What you will do =>
The lines below starting at the line containing "phacops: We did" and ending at the line containing "phacops: There's a" are to be repeated exactly, with both ends kept and nothing else added.

Stored items =>
----
PR #1894, opened 2023-02-28
feat(profiling): Remove idle samples at the start and end of a profile and useless metadata

phacops:
SDKs might send threads with only idle samples and some threads might contains a lot of idle samples at the beginning or end because they're background threads and only execute a little bit of work.

We want to remove all consecutive idle samples from the beginning of a profile to the first real sample and from the last real sample to the end. At the same time, threads with only idle samples will be cleaned up.

Additionally, we're removing all thread and queue metadata without a sample.


relay-profiling/src/sample.rs
```diff
@@ -226,6 +226,52 @@ impl SampleProfile {
...
+                }
+                None => true,
+            });
+    }
+
+    fn cleanup_thread_metadata(&mut self) {
+        if let Some(thread_metadata) = &mut self.profile.thread_metadata {
+            let mut thread_ids: HashSet<String> = HashSet::new();
+            for sample in &self.profile.samples {
+                thread_ids.insert(sample.thread_id.to_string());
```
jjbayer, line 254: It's unfortunate that we have to convert to string here... could we change `thread_metadata` to contain `u64` thread IDs instead? Or would that fail parsing certain payloads?

relay-profiling/src/sample.rs
```diff
@@ -226,6 +226,52 @@ impl SampleProfile {
         self.profile
             .strip_pointer_authentication_code(&self.platform, &self.device.architecture);
     }
+
+    fn remove_idle_samples_at_the_edge(&mut self) {
+        self.remove_idle_samples_at_the_start();
+        self.profile.samples.reverse();
+        self.remove_idle_samples_at_the_start();
+        self.profile.samples.reverse();
```
jjbayer: How many samples are usually in a profile? Instead of reversing the vector in place, could you make this work with a reverse iterator? Unfortunately there is no `retain_reverse` method.

jjbayer (changes requested):

relay-profiling/src/sample.rs
phacops: We did this because JSON allows only keys to be strings, not integer. Plus, `u64` doesn't exist in the JSON spec so some platforms will send us `u64` like thread IDs as strings anyway.

Now, we may be able to actually parse the key as `u64` the same way we parse a `string` or `u64` into a `u64` elsewhere but it'll be a problem downstream so I'll have to adjust that first.

I would like to keep that as is in the PR thought and see if I can refactor in `vroom` to support both (which is doable) and then change it here.

relay-profiling/src/sample.rs
phacops: There's a sample every 10ms and I'd say the average duration of a profile is less than 1s. Max duration is 30s. So we could have an average of 100 and max 3000 samples per thread. Usually we see 10 threads in a `cocoa` profile for example. `python`, `rust` and `node` don't have as many though.

I'm trying another approach by finding the position and then using `drain`. Maybe you'll like that one better?

relay-profiling/src/sample.rs
```diff
@@ -228,27 +228,27 @@ impl SampleProfile {
...
-                    if stack.is_empty() && !thread_ids.contains(&sample.thread_id) {
-                        false
-                    } else {
-                        thread_ids.insert(sample.thread_id);
-                        true
-                    }
-                }
-                None => true,
-            });
+        if let Some(end) = self.profile.samples.iter().rev().position(|sample| {
```
jjbayer: As far as I know, `.rev().position()` gives you the offset from the end, so I think we need `.rposition()` here.

```suggestion
        if let Some(end) = self.profile.samples.iter().rposition(|sample| {
```

Example:

```rust
let xs = vec!['a', 'b', 'c', 'd'];
println!("{:?}", xs.iter().rev().position(|item| *item == 'c'));
println!("{:?}", xs.iter().rposition(|item| *item == 'c'));

// prints
Some(1)
Some(2)
```

You can verify this by removing the last sample from your test case -- then `end` will be `2`.

relay-profiling/src/sample.rs
```diff
@@ -226,6 +226,52 @@ impl SampleProfile {
...
+
+        if let Some(end) = self.profile.samples.iter().rev().position(|sample| {
+            match self.profile.stacks.get(sample.stack_id) {
+                Some(stack) => !stack.is_empty(),
+                None => false,
+            }
+        }) {
+            if end > 0 {
+                self.profile.samples.drain(end..);
+            }
```
jjbayer:
```suggestion
            self.profile.samples.truncate(end + 1); // With the suggestion above, `end` is the index of the last element we want to keep
```

jjbayer (changes requested):
Thanks for iterating on this! Apart from the indexing bug this looks good to go.

jjbayer (approved):

Zylphrex (approved):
----
Task solution =>
phacops: We did this because JSON allows only keys to be strings, not integer. Plus, `u64` doesn't exist in the JSON spec so some platforms will send us `u64` like thread IDs as strings anyway.

Now, we may be able to actually parse the key as `u64` the same way we parse a `string` or `u64` into a `u64` elsewhere but it'll be a problem downstream so I'll have to adjust that first.

I would like to keep that as is in the PR thought and see if I can refactor in `vroom` to support both (which is doable) and then change it here.

relay-profiling/src/sample.rs
phacops: There's a sample every 10ms and I'd say the average duration of a profile is less than 1s. Max duration is 30s. So we could have an average of 100 and max 3000 samples per thread. Usually we see 10 threads in a `cocoa` profile for example. `python`, `rust` and `node` don't have as many though.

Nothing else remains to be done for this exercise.